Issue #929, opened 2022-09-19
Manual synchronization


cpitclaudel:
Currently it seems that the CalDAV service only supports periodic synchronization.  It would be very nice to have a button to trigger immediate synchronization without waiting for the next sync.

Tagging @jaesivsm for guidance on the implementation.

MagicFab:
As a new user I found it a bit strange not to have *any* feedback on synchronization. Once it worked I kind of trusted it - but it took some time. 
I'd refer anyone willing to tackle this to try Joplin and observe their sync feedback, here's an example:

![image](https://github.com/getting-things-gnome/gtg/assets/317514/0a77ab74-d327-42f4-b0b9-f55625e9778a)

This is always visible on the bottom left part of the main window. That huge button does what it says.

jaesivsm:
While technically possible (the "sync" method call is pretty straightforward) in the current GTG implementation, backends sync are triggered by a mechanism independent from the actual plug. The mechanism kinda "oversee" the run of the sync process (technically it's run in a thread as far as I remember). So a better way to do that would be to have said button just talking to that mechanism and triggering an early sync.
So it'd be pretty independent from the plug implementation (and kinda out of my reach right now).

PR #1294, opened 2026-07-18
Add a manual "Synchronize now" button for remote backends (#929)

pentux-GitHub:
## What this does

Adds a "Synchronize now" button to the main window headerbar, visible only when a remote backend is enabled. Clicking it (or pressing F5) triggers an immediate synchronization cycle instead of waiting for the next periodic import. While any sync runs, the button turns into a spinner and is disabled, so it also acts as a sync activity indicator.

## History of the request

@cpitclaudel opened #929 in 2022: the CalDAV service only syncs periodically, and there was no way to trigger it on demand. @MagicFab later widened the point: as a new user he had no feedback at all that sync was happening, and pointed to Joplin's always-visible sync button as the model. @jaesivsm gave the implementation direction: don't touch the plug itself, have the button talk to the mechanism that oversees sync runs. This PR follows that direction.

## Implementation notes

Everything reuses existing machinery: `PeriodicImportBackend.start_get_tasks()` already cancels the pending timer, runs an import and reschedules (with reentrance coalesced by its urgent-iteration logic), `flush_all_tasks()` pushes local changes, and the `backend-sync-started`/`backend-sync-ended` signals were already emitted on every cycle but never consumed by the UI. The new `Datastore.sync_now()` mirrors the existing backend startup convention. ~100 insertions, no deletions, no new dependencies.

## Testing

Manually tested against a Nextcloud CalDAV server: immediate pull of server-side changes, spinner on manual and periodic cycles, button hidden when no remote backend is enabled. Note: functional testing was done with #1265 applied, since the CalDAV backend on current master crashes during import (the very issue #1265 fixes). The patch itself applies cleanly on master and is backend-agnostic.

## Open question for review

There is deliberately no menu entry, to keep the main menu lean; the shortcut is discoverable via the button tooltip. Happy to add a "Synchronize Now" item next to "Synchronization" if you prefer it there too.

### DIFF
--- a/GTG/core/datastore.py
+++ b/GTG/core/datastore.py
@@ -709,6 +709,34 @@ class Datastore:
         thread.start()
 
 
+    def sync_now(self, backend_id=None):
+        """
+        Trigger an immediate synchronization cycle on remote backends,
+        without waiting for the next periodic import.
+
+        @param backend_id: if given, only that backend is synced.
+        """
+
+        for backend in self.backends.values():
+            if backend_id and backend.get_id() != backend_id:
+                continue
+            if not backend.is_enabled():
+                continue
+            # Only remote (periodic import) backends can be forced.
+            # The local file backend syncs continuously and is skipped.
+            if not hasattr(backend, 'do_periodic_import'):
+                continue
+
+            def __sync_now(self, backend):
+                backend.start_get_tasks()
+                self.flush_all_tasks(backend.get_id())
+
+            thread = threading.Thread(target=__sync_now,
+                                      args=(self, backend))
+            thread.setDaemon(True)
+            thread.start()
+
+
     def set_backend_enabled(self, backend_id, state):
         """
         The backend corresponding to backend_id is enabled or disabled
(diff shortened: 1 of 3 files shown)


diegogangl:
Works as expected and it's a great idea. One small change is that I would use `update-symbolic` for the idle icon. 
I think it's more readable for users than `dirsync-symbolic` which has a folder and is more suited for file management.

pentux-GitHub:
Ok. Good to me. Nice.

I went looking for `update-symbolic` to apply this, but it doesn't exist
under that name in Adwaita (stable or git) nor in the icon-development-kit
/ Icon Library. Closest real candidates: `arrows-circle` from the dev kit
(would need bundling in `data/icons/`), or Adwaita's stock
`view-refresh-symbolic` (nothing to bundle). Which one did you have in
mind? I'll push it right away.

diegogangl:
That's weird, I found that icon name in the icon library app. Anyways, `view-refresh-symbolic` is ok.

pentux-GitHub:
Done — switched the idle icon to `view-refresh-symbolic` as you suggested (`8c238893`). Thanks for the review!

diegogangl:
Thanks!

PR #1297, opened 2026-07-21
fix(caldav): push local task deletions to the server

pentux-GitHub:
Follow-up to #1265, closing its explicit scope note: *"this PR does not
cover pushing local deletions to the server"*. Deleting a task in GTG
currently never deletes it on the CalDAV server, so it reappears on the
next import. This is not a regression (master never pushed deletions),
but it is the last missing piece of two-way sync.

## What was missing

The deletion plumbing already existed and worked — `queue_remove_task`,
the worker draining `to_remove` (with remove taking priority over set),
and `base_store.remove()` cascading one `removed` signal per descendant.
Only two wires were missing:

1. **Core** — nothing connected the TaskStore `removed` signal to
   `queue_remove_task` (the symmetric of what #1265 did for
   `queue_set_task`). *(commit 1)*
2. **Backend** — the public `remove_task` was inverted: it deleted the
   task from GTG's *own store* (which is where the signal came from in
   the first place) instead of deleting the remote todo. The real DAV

Task item: Nothing in the entries may be left out; each line is to be output exactly.

Result of the exercise:
Issue #929, opened 2022-09-19
Manual synchronization


cpitclaudel:
Currently it seems that the CalDAV service only supports periodic synchronization.  It would be very nice to have a button to trigger immediate synchronization without waiting for the next sync.

Tagging @jaesivsm for guidance on the implementation.

MagicFab:
As a new user I found it a bit strange not to have *any* feedback on synchronization. Once it worked I kind of trusted it - but it took some time. 
I'd refer anyone willing to tackle this to try Joplin and observe their sync feedback, here's an example:

![image](https://github.com/getting-things-gnome/gtg/assets/317514/0a77ab74-d327-42f4-b0b9-f55625e9778a)

This is always visible on the bottom left part of the main window. That huge button does what it says.

jaesivsm:
While technically possible (the "sync" method call is pretty straightforward) in the current GTG implementation, backends sync are triggered by a mechanism independent from the actual plug. The mechanism kinda "oversee" the run of the sync process (technically it's run in a thread as far as I remember). So a better way to do that would be to have said button just talking to that mechanism and triggering an early sync.
So it'd be pretty independent from the plug implementation (and kinda out of my reach right now).

PR #1294, opened 2026-07-18
Add a manual "Synchronize now" button for remote backends (#929)

pentux-GitHub:
## What this does

Adds a "Synchronize now" button to the main window headerbar, visible only when a remote backend is enabled. Clicking it (or pressing F5) triggers an immediate synchronization cycle instead of waiting for the next periodic import. While any sync runs, the button turns into a spinner and is disabled, so it also acts as a sync activity indicator.

## History of the request

@cpitclaudel opened #929 in 2022: the CalDAV service only syncs periodically, and there was no way to trigger it on demand. @MagicFab later widened the point: as a new user he had no feedback at all that sync was happening, and pointed to Joplin's always-visible sync button as the model. @jaesivsm gave the implementation direction: don't touch the plug itself, have the button talk to the mechanism that oversees sync runs. This PR follows that direction.

## Implementation notes

Everything reuses existing machinery: `PeriodicImportBackend.start_get_tasks()` already cancels the pending timer, runs an import and reschedules (with reentrance coalesced by its urgent-iteration logic), `flush_all_tasks()` pushes local changes, and the `backend-sync-started`/`backend-sync-ended` signals were already emitted on every cycle but never consumed by the UI. The new `Datastore.sync_now()` mirrors the existing backend startup convention. ~100 insertions, no deletions, no new dependencies.

## Testing

Manually tested against a Nextcloud CalDAV server: immediate pull of server-side changes, spinner on manual and periodic cycles, button hidden when no remote backend is enabled. Note: functional testing was done with #1265 applied, since the CalDAV backend on current master crashes during import (the very issue #1265 fixes). The patch itself applies cleanly on master and is backend-agnostic.

## Open question for review

There is deliberately no menu entry, to keep the main menu lean; the shortcut is discoverable via the button tooltip. Happy to add a "Synchronize Now" item next to "Synchronization" if you prefer it there too.

### DIFF
--- a/GTG/core/datastore.py
+++ b/GTG/core/datastore.py
@@ -709,6 +709,34 @@ class Datastore:
         thread.start()
 
 
+    def sync_now(self, backend_id=None):
+        """
+        Trigger an immediate synchronization cycle on remote backends,
+        without waiting for the next periodic import.
+
+        @param backend_id: if given, only that backend is synced.
+        """
+
+        for backend in self.backends.values():
+            if backend_id and backend.get_id() != backend_id:
+                continue
+            if not backend.is_enabled():
+                continue
+            # Only remote (periodic import) backends can be forced.
+            # The local file backend syncs continuously and is skipped.
+            if not hasattr(backend, 'do_periodic_import'):
+                continue
+
+            def __sync_now(self, backend):
+                backend.start_get_tasks()
+                self.flush_all_tasks(backend.get_id())
+
+            thread = threading.Thread(target=__sync_now,
+                                      args=(self, backend))
+            thread.setDaemon(True)
+            thread.start()
+
+
     def set_backend_enabled(self, backend_id, state):
         """
         The backend corresponding to backend_id is enabled or disabled
(diff shortened: 1 of 3 files shown)


diegogangl:
Works as expected and it's a great idea. One small change is that I would use `update-symbolic` for the idle icon. 
I think it's more readable for users than `dirsync-symbolic` which has a folder and is more suited for file management.

pentux-GitHub:
Ok. Good to me. Nice.

I went looking for `update-symbolic` to apply this, but it doesn't exist
under that name in Adwaita (stable or git) nor in the icon-development-kit
/ Icon Library. Closest real candidates: `arrows-circle` from the dev kit
(would need bundling in `data/icons/`), or Adwaita's stock
`view-refresh-symbolic` (nothing to bundle). Which one did you have in
mind? I'll push it right away.

diegogangl:
That's weird, I found that icon name in the icon library app. Anyways, `view-refresh-symbolic` is ok.

pentux-GitHub:
Done — switched the idle icon to `view-refresh-symbolic` as you suggested (`8c238893`). Thanks for the review!

diegogangl:
Thanks!

PR #1297, opened 2026-07-21
fix(caldav): push local task deletions to the server

pentux-GitHub:
Follow-up to #1265, closing its explicit scope note: *"this PR does not
cover pushing local deletions to the server"*. Deleting a task in GTG
currently never deletes it on the CalDAV server, so it reappears on the
next import. This is not a regression (master never pushed deletions),
but it is the last missing piece of two-way sync.

## What was missing

The deletion plumbing already existed and worked — `queue_remove_task`,
the worker draining `to_remove` (with remove taking priority over set),
and `base_store.remove()` cascading one `removed` signal per descendant.
Only two wires were missing:

1. **Core** — nothing connected the TaskStore `removed` signal to
   `queue_remove_task` (the symmetric of what #1265 did for
   `queue_set_task`). *(commit 1)*
2. **Backend** — the public `remove_task` was inverted: it deleted the
   task from GTG's *own store* (which is where the signal came from in
   the first place) instead of deleting the remote todo. The real DAV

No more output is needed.